Antispam
In some systems services might explode with logs due to different circumstances. If there are a lot of services to collect logs from and some of them suddenly start writing too much logs while the others operate normally, antispam system can help reduce the impact from the spamming services on the others. Usually it is used when there is no room for increasing File.d throughput or capacity, e.g. when File.d is used as daemonset on k8s nodes with limited resources.
Antispammer
The main entity is Antispammer
. It counts input data from the sources (e.g. if data comes from file input plugin, source can be filename) and decides whether to ban it or not. For each source it counts how many logs it has got, in other words the counter for the source is incremented for each incoming log. When the counter is greater or equal to the threshold value the source is banned until its counter is less than the threshold value.

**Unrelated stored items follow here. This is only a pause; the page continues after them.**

PR #2112, opened 2022-11-01
Use a better insertion point for buffer descriptor loads

jayfoad:
When inserting buffer descriptor loads and push constant loads, insert them at the nearest common dominator of all uses, instead of always in the entry block.

Currently we run an IR code sinking pass later which would have sunk these loads anyway, but we would like to stop running that pass because it can have bad effects on register pressure.

PR #2358, opened 2023-03-16
Handle unreachable descriptor load uses

dstutt:
#2112 inserts buffer loads in a better location than previously. In some cases, the use it is considering is in an unreachable block (not in the domTree) which causes an assert/seg-fault.

Add additional checks that handle unreachable uses differently and replace the use with a poison value instead.

### DIFF
--- a/llpc/lower/llpcSpirvLowerGlobal.cpp
+++ b/llpc/lower/llpcSpirvLowerGlobal.cpp
@@ -1794,12 +1794,7 @@ static Instruction *findNearestCommonDominator(Instruction *instA, Use &useB, Do
   if (!instA)
     return instB;
 
-  BasicBlock *blockA = instA->getParent();
-  if (blockA == blockB)
-    return instA->comesBefore(instB) ? instA : instB;
-
-  BasicBlock *block = domTree.findNearestCommonDominator(blockA, blockB);
-  return block == blockA ? instA : (block == blockB ? instB : block->getTerminator());
+  return domTree.findNearestCommonDominator(instA, instB);
 }
 
 // =====================================================================================================================
@@ -2529,6 +2524,9 @@ void SpirvLowerGlobal::lowerBufferBlock() {
           insertPoint = findNearestCommonDominator(insertPoint, use, domTree);
         }
 
+        if (!insertPoint)
+          continue;
+
         m_builder->SetInsertPoint(insertPoint);
         unsigned bufferFlags = global.isConstant() ? 0 : lgc::Builder::BufferFlagWritten;
         Value *const bufferDesc =
@@ -2643,6 +2641,9 @@ void SpirvLowerGlobal::lowerPushConsts() {
         usesToReplace.push_back(inst);
         insertPoint = findNearestCommonDominator(insertPoint, use, domTree);
       }
+
+      if (!insertPoint)
+        continue;
 
       m_builder->SetInsertPoint(insertPoint);
 


llpc/lower/llpcSpirvLowerGlobal.cpp
```diff
@@ -2510,6 +2510,7 @@ void SpirvLowerGlobal::lowerBufferBlock() {
         DominatorTree &domTree = m_functionAnalysisManager->getResult<DominatorTreeAnalysis>(*func);
 
         SmallVector<Instruction *, 8> usesToReplace;
+        SmallVector<Instruction *, 8> unreachableUses;
```
trenouf, line 2513: Actually, despite what I said earlier, you might be able to do this without the unreachableUses vector as it is already saving the ones it wants to process into usesToReplace. Not a blocker though.

trenouf (approved):
LGTM

llpc/lower/llpcSpirvLowerGlobal.cpp
dstutt: I think you do need to do it this way - it's still replacing a use ultimately (I tried and it didn't work).

dstutt: However, tests show up a case that isn't handled (all uses replaced with poison and insertPoint is still nullptr). So a slight re-arrangement and a null test are required I think.

trenouf: Is it the case that, having processed all the reachable uses in instructions, all that is left are unreachable uses in instructions? I.e. have you also got rid of non-instruction uses by then?

If so, then you can just pick one off the front each time in a loop:
```
while (!global.use_empty())
  *global.use_begin() = PoisonValue::get(global.use_begin()->getType());
```
(pointers and refs are approximate only as I can never remember how to use a Use properly).

trenouf (approved):
LGTM

llpc/lower/llpcSpirvLowerGlobal.cpp
dstutt: Hmm, could be. I think the implementation I've ended up with is clear - unless you think it needs refactoring to be more like what you suggest, I'll leave as-is?

amdvlk-admin:
### Test summary for commit 9512e64519e7148e58c981d722b6323a0faf81be
<details><summary>CTS tests (Failed: 0/207358)</summary><ul><li>Built with version 1.3.0.0</li>

<li>Passed: 36986/69126 (53.5%)</li>
<li>Failed: 0/69126 (0.0%)</li>
<li>Not Supported: 32140/69126 (46.5%)</li><li>Warnings: 0/69126 (0.0%)</li>
</ul></details>

<li>Passed: 37206/69104 (53.8%)</li>
<li>Failed: 0/69104 (0.0%)</li>
<li>Not Supported: 31898/69104 (46.2%)</li><li>Warnings: 0/69104 (0.0%)</li>
</ul></details>

<li>Passed: 34225/69128 (49.5%)</li>
<li>Failed: 0/69128 (0.0%)</li>
<li>Not Supported: 34903/69128 (50.5%)</li><li>Warnings: 0/69128 (0.0%)</li>
</ul></details>


</ul></details>

amdvlk-admin:
### Test summary for commit ebb1cb07e288d8f8830d806d3b0796157a658eae
<details><summary>CTS tests (Failed: 0/207358)</summary><ul><li>Built with version 1.3.0.0</li>

<li>Passed: 36986/69126 (53.5%)</li>
<li>Failed: 0/69126 (0.0%)</li>
<li>Not Supported: 32140/69126 (46.5%)</li><li>Warnings: 0/69126 (0.0%)</li>
</ul></details>

<li>Passed: 37206/69104 (53.8%)</li>
<li>Failed: 0/69104 (0.0%)</li>
<li>Not Supported: 31898/69104 (46.2%)</li><li>Warnings: 0/69104 (0.0%)</li>
</ul></details>

<li>Passed: 34225/69128 (49.5%)</li>
<li>Failed: 0/69128 (0.0%)</li>
<li>Not Supported: 34903/69128 (50.5%)</li><li>Warnings: 0/69128 (0.0%)</li>
</ul></details>


</ul></details>

llpc/lower/llpcSpirvLowerGlobal.cpp
```diff
@@ -1780,7 +1780,9 @@ void SpirvLowerGlobal::storeOutputMember(Type *outputTy, Type *storeTy, Value *s
 // =====================================================================================================================
 // Find a new insertion point that dominates the current insertion point \p instA and a specified instruction use
 // \p useB.
-static Instruction *findNearestCommonDominator(Instruction *instA, Use &useB, DominatorTree &domTree) {
+static Instruction *findNearestCommonDominator(Instruction *instA, Use &useB, DominatorTree &domTree,
+                                               SmallVector<Instruction *, 8> &usesToReplace,
```
trenouf, line 1784: Hmm, wouldn't it be better to not pass these vectors here, and instead just make findNearestCommonDominator tell the caller that useB is not in the dom tree by returning nullptr or something?

Does that contradict what Jay said?

Also, if you are going to pass vectors here, use SmallVectorImpl so the function def/decl doesn't need to know what default capacity you used in the vector.

If you do go with this approach, the comment above the function is inadequate.

amdvlk-admin:
### Test summary for commit 45770b06bf7fe36c748d67b79179e4b3fb96d951
<details><summary>CTS tests (Failed: 3/207358)</summary><ul><li>Built with version 1.3.0.0</li>

<li>Passed: 36985/69126 (53.5%)</li>
<li><details><summary>Failed: 1/69126 (0.0%)</summary><p>


Failures:
```
FAILURE: dEQP-VK.spirv_assembly.instruction.compute.variable_pointers.complex_types_compute.opphi_outer_struct_single_buffer_first_input
Stack trace: Crash
```
</p></details></li>

<li>Not Supported: 32140/69126 (46.5%)</li><li>Warnings: 0/69126 (0.0%)</li>
</ul></details>

<li>Passed: 37205/69104 (53.8%)</li>
<li><details><summary>Failed: 1/69104 (0.0%)</summary><p>


Failures:
```
FAILURE: dEQP-VK.spirv_assembly.instruction.compute.variable_pointers.complex_types_compute.opphi_outer_struct_single_buffer_first_input
Stack trace: Crash
```
</p></details></li>

<li>Not Supported: 31898/69104 (46.2%)</li><li>Warnings: 0/69104 (0.0%)</li>
</ul></details>

<li>Passed: 34224/69128 (49.5%)</li>
<li><details><summary>Failed: 1/69128 (0.0%)</summary><p>


Failures:
```
FAILURE: dEQP-VK.spirv_assembly.instruction.compute.variable_pointers.complex_types_compute.opphi_outer_struct_single_buffer_first_input
Stack trace: Crash
```
</p></details></li>

<li>Not Supported: 34903/69128 (50.5%)</li><li>Warnings: 0/69128 (0.0%)</li>
</ul></details>


</ul></details>

llpc/lower/llpcSpirvLowerGlobal.cpp
```diff
@@ -1790,6 +1792,13 @@ static Instruction *findNearestCommonDominator(Instruction *instA, Use &useB, Do
     instB = blockB->getTerminator();
   }
 
+  // Check if useB is actually reachable
+  if (!domTree.getNode(blockB)) {
+    unreachableUses.push_back(instB);
+    return instA;
+  }
+
+  usesToReplace.push_back(instB);
```
ruiling, line 1801: Instead of doing this, I think we can switch to `Instruction *` version of `findNearestCommonDominator()`.
That is replace:
```
  BasicBlock *blockA = instA->getParent();
  if (blockA == blockB)
    return instA->comesBefore(instB) ? instA : instB;
  BasicBlock *block = domTree.findNearestCommonDominator(blockA, blockB);
  return block == blockA ? instA : (block == blockB ? instB : block->getTerminator());
```
with:
```
return domTree.findNearestCommonDominator(instA, instB);
```

ruiling (commented):
Based on what @nhaehnle has said at https://github.com/GPUOpen-Drivers/llpc/pull/2338#discussion_r1133880176, I think we don't need to replace the unreachable uses. We only need to work-around that `BasicBlock *` version of `findNearestCommonDominator()` requires the blocks should be reachable. In fact, the `Instruction *` version of `findNearestCommonDominator()` already supports this well.

llpc/lower/llpcSpirvLowerGlobal.cpp
dstutt: Thanks - that's a good point. See the latest proposal.

llpc/lower/llpcSpirvLowerGlobal.cpp
dstutt: Going with Ruiling's suggestion.

trenouf (approved):
Yeah, Ruiling's idea is much better. :-)

So does that leave the unreachable use pointing at the original global? I guess they will both disappear at some point. Or does it change the unreachable use to the new closest dominator value? If it is still like that by the end of the pass, that is illegal IR, and -verify-ir would complain.

jayfoad:
> So does that leave the unreachable use pointing at the original global? I guess they will both disappear at some point.

Yes if all uses are unreachable, and hopefully the global will get removed soon and won't cause any problems in the interim, but I don't know for sure.

> Or does it change the unreachable use to the new closest dominator value? If it is still like that by the end of the pass, that is illegal IR, and -verify-ir would complain.

Yes if only some uses are unreachable, but I think IR verification should be OK because unreachable blocks are deemed to be dominated by everything.

jayfoad (approved):
Nice!

dstutt:
Bother - I forgot to update the commit message.

PR #2379, opened 2023-04-04
Add a new option to control whether fmask is enabled

AMD-dwang:
Currently, the option "shadowDescriptorTable" not only controls whether fmask is enabled, but also is used as high dword of shadow descriptor table address. This doesn't meet the cases that the descriptors are not in shadow table, shadowDescriptorTable will be set ~0u, and fmask is required to be enabled.


lgc/builder/DescBuilder.cpp
```diff
@@ -425,9 +425,8 @@ Value *BuilderImpl::getDescPtr(ResourceNodeType concreteType, ResourceNodeType a
     // - value for high 32 bits of the pointer; HighAddrPc to use PC
     if (node || topNode || concreteType != ResourceNodeType::DescriptorFmask) {
       unsigned shadowDescriptorTable = m_pipelineState->getOptions().shadowDescriptorTable;
-      bool shadow =
-          concreteType == ResourceNodeType::DescriptorFmask && shadowDescriptorTable != ShadowDescriptorTableDisable;
-      Value *highHalf = getInt32(shadow ? shadowDescriptorTable : HighAddrPc);
+      bool enableFmask = concreteType == ResourceNodeType::DescriptorFmask && m_pipelineState->getOptions().enableFmask;
+      Value *highHalf = getInt32(enableFmask ? shadowDescriptorTable : HighAddrPc);
```
nhaehnle, line 429: This doesn't make sense. We should only get here if fmask is enabled, and the check is about where to load the fmask from, so it should remain unchanged.

lgc/elfLinker/RelocHandler.cpp
```diff
@@ -216,7 +216,7 @@ bool RelocHandler::getValue(StringRef name, uint64_t &value) {
     return true;
   }
   if (name == reloc::ShadowDescriptorTableEnabled) {
-    value = m_pipelineState->getOptions().shadowDescriptorTable != ShadowDescriptorTableDisable;
+    value = m_pipelineState->getOptions().enableFmask;
     return true;
   }
```
nhaehnle, line 221: Same here, this about where to find the fmask, not whether to use an fmask. Therefore, it shouldn't be changed.

lgc/interface/lgc/Pipeline.h
```diff
@@ -133,8 +133,8 @@ struct Options {
   bool fullSubgroups;                  // Use full subgroup lanes
   unsigned nggVertsPerSubgroup;        // How to determine NGG verts per subgroup
   unsigned nggPrimsPerSubgroup;        // How to determine NGG prims per subgroup
-  unsigned shadowDescriptorTable;      // High dword of shadow descriptor table address, or
-                                       //   ShadowDescriptorTableDisable to disable shadow descriptor tables
+  unsigned shadowDescriptorTable;      // High dword of shadow descriptor table address
+  bool enableFmask;                    // Enable Fmask
```
nhaehnle, line 137: A more descriptive comment may be helpful:
```suggestion
  bool enableFmask;                    // Whether to use Fmasks when loading from MSAA images
```

lgc/patch/SystemValues.cpp
```diff
@@ -560,5 +560,5 @@ unsigned ShaderSystemValues::findResourceNodeByDescSet(unsigned descSet) {
 // =====================================================================================================================
 // Test if shadow descriptor table is enabled
 bool ShaderSystemValues::isShadowDescTableEnabled() const {
-  return m_pipelineState->getOptions().shadowDescriptorTable != ShadowDescriptorTableDisable;
+  return m_pipelineState->getOptions().enableFmask;
```
nhaehnle, line 563: Again, should not be changed.

lgc/state/PipelineState.cpp
```diff
@@ -1003,8 +1003,7 @@ PipelineState::findResourceNode(ResourceNodeType nodeType, unsigned descSet, uns
       return {&node, &node};
   }
 
-  if (nodeType == ResourceNodeType::DescriptorFmask &&
-      getOptions().shadowDescriptorTable != ShadowDescriptorTableDisable) {
+  if (nodeType == ResourceNodeType::DescriptorFmask && getOptions().enableFmask) {
```
nhaehnle, line 1006: Pay attention to the comment inside of the `if` statement, please. This should not be changed, or the comment also needs changing.

nhaehnle (commented):
So is the plan to add a corresponding flag to the vkgc interface with the driver?

In general, I think you need to be a bit more careful about which places in the code talk about **whether** fmasks are loaded versus **where** they are loaded from.

AMD-dwang:
> So is the plan to add a corresponding flag to the vkgc interface with the driver?
> 
> In general, I think you need to be a bit more careful about which places in the code talk about **whether** fmasks are loaded versus **where** they are loaded from.

There have been already two options (`shadowDescriptorTableUsage and shadowDescriptorTablePtrHigh`) to control Fmask in vkgcDefs.h, only one of them was removed in compiler.

In vulkan driver, the `fmask` is from shadow table, but maybe not in other drivers. My thought is that if `fmask` is not from shadow table, `shadowDescriptorTablePtrHigh` will be set `~0u (That's the value of ShadowDescriptorTableDisable)`, so we will not care about the high address of `fmask`, if `fmask` is enabled, `shadowDescriptorTablePtrHigh` is used, otherwise `HighAddrPc` is used. Perhaps there should be a more meaningful name for two options, such as `enableFmask` and `highAddrOfFmask`.

amdvlk-admin:
### Test summary for commit dfc0ec6c2afe3f39f2086e5dd53f5cf5858a8b16
<details><summary>CTS tests (Failed: 0/208307)</summary><ul><li>Built with version 1.3.0.0</li>

<li>Passed: 36988/69449 (53.3%)</li>
<li>Failed: 0/69449 (0.0%)</li>
<li>Not Supported: 32461/69449 (46.7%)</li><li>Warnings: 0/69449 (0.0%)</li>
</ul></details>

</ul></details>

</ul></details>


</ul></details>

nhaehnle:
Okay, makes sense. The variable names are fine. I do think my earlier inline comments apply, though, at least in general. Consider what happens in `getDescPtr`, for example. It really shouldn't be checking `enableFmask`.

nhaehnle:
By the way: can Vulkan still use a shadow descriptor table for fmask when VK_EXT_descriptor_buffer is used?

AMD-dwang:
> Okay, makes sense. The variable names are fine. I do think my earlier inline comments apply, though, at least in general. Consider what happens in `getDescPtr`, for example. It really shouldn't be checking `enableFmask`.

I see.  I will address the comments according to semantics. Thanks.

> By the way: can Vulkan still use a shadow descriptor table for fmask when VK_EXT_descriptor_buffer is used?
No, we disable fmask.

amdvlk-admin:
### Test summary for commit 8c394068e01917cd3ae69d8b3a45d7a225ddb9ae

</ul></details>

</ul></details>

</ul></details>


</ul></details>

lgc/builder/DescBuilder.cpp
```diff
@@ -424,10 +424,9 @@ Value *BuilderImpl::getDescPtr(ResourceNodeType concreteType, ResourceNodeType a
     // - descriptor binding number
     // - value for high 32 bits of the pointer; HighAddrPc to use PC
     if (node || topNode || concreteType != ResourceNodeType::DescriptorFmask) {
-      unsigned shadowDescriptorTable = m_pipelineState->getOptions().shadowDescriptorTable;
-      bool shadow =
-          concreteType == ResourceNodeType::DescriptorFmask && shadowDescriptorTable != ShadowDescriptorTableDisable;
-      Value *highHalf = getInt32(shadow ? shadowDescriptorTable : HighAddrPc);
+      unsigned highAddrOfFmask = m_pipelineState->getOptions().highAddrOfFmask;
+      bool isFmask = concreteType == ResourceNodeType::DescriptorFmask;
+      Value *highHalf = getInt32(isFmask ? highAddrOfFmask : HighAddrPc);
```
nhaehnle, line 429: Please add an
```
assert(!(isFmask && highAddrOfFmask == ShadowDescriptorTableDisable) && "not implemented");
```
After all, in the longer term this change only makes sense if it is possible to use fmasks without a shadow descriptor table.

nhaehnle (commented):
Interesting, that seems like an avoidable pessimization. I suppose this change is one step towards avoiding the pessimization?

AMD-dwang:
> Interesting, that seems like an avoidable pessimization. I suppose this change is one step towards avoiding the pessimization?

Yeah, this change is preparation.

PR #880, opened 2019-06-02
s/dblock/oshi/g

dblock:
Out with this dblock guy ;)

### DIFF
--- a/CONTRIBUTING.md
+++ b/CONTRIBUTING.md
@@ -1,16 +1,16 @@
 Contributing to Oshi
 =====================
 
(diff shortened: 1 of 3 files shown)


.travis.yml
```diff
@@ -21,7 +21,7 @@ env:
 addons:
   coverity_scan:
     project:
-      name: "dblock/oshi"
+      name: "oshi/oshi"
```
dbwiddis: Actually, our account on Coverity is [tied to the older project name](https://scan.coverity.com/projects/dblock-oshi?tab=overview).  I'd have to create a new Coverity account and lose project history to change this. 
image
While there are settings to change the project coordinates (which I've done) the name can apparently not be changed.

dblock: I undid this.

PR #887, opened 2019-06-06
WTSEnumerateProcessesEx need minimum window 7

kthaya:
WTSEnumerateProcessesEx need minimum window 7


dbwiddis:
Oops, merged this too fast.   Need to also change the checks later on in the method that depend on the initial setting.  I'll add that directly.

Issue #865, opened 2019-05-19
Map Intel Processor Identifier to CPU name


Sami32:
https://github.com/hirschmann/nbfc/blob/master/Core/Plugins/OpenHardwareMonitor/Hardware/CPU/IntelCPU.cs

As it is my wondering day ;-)
That could be only me, but having a name like "Haswell" for an Intel CPU, for example, wouldn't be more easily readable?

https://github.com/hirschmann/nbfc/tree/master/Core/Plugins/OpenHardwareMonitor/Hardware/CPU

Sami32:
It came to my mind because of this documentation for hardware acceleration:

https://en.m.wikipedia.org/wiki/Intel_Quick_Sync_Video#Hardware_decoding_and_encoding

dbwiddis:
This looks like a good add-in to toss into the `oshi-demo` project, as it appears the naming can be done by parsing the processor identifier.  It's similar to the "is this a VM" method.

Note you can't just port the code directly over, as it's MPL.  So we'd have to independently write the source code based on [other documentation](https://software.intel.com/en-us/articles/intel-architecture-and-processor-identification-with-cpuid-model-and-family-numbers).

Feel free to contribute!

tbradellis:
I can work this one.  Looking at the links above I'm not seeing where microarchitecture codename is actually stored as part of CPU info. Does this imply that we'd want to maintain a lookup based on  the full model string?  Or, am I overlooking  something.  I think I can run with this if I get pointed in the right direction.

dbwiddis:
The way I thought to do it was to map the appropriate bits of the Processor ID to the processor using the tables at [this link](https://software.intel.com/en-us/articles/intel-architecture-and-processor-identification-with-cpuid-model-and-family-numbers) (you'd need to hard code the lookup).

Actually, we're not guaranteed the endianness of the Processor ID so it'd be better to use the `getFamily()` and `getModel()` fields.

dbwiddis:
Actually the Intel link in the previous comment looks a bit dated.  [Here's another option](https://en.wikichip.org/wiki/intel/cpuid).

tbradellis:
I should have at least a first pass at a PR this week. Had some family in from out of town this weekend so playing tour guide until tomorrow morning.

Sami32:
For olders CPUs that are missing i found some more informations into these links:

http://www.paradicesoftware.com/specs/cpuid/  (7)
[...]

PR #894, opened 2019-06-13
#865 Lookup microarchitecture from processor identifier

tbradellis:
This is the direction I'm thinking for this implementation.  Just getting the initial idea posted before going further. I appreciate any feedback or pointers if some other direction seems better.

Ultimately, all codenames would be maintained in the ArchitectureCodename enum with the corresponding family and model as a string.  I considered using an interface and breaking out an enum for each chip type.


oshi-core/src/main/java/oshi/util/ArchitectureCodename.java
```diff
@@ -0,0 +1,36 @@
...
+     */
+
+
+public enum ArchitectureCodename {
+
+    /**
+     * Intel
+     */
+
+    SkyLake("6 94");
```
dbwiddis: This won't work as an enum.  Skylake (Client) has family 6 but models 78 and 94, Skylake (Server) is model 85.

You also may not want to hardcode these values -- that requires releasing OSHI every time a new processor comes out.  I'd suggest a key-value map based on the family/model, using a config file that can be updated by the user if desired.

oshi-core/src/main/java/oshi/util/ArchitectureCodename.java
```diff
@@ -0,0 +1,36 @@
...
+
+    private String familyModel;
+
+    ArchitectureCodename(String familyModel){
+        this.familyModel = familyModel;
```
dbwiddis: depending on how you implement this you may want to separate family and model to two variables, as that's what data you'll have available from OSHI. (If you use as a lookup key you'll still end up combining them, but you could do that internally.)

dbwiddis:
I'm going to close this PR as it's been 8 months, it's not really mergeable as-is, and I think I've provided enough feedback for a submission the next time around!

dbwiddis:
I'm going to reopen this and work on it... major rewrite, though! :)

The counter value is decremented once in maintenance interval by the threshold value. The maintenance interval for antispam is the same as for the pipeline (see maintenance_interval
in pipeline settings).
Exceptions
Antispammer has some exception rules which can be applied by checking source name or log as raw bytes contents. If the log is matched by the rules it is not accounted for in the antispammer. It might be helpful for the logs from critical infrastructure services which must not be banned at all.
Exception parameters
The exception parameters are the extension of RuleSet.
name
string
The name of the ruleset of the exception. If set to nonempty string, adds label value for the name
label in the antispam_exceptions
metric.
cond
string
default=and
options=and|or
Logical conditional operation to combine rules with. If set to and
exception will only match when all rules are matched. If set to or
exception will match when at least one of the rules is matched.
rules
[]
Rule
List of rules to check the log against.
check_source_name
bool
default=false
Flag indicating whether to check source name. If set to true
source name will be checked against all rules. If set to false
log as raw bytes content will be checked against all rules.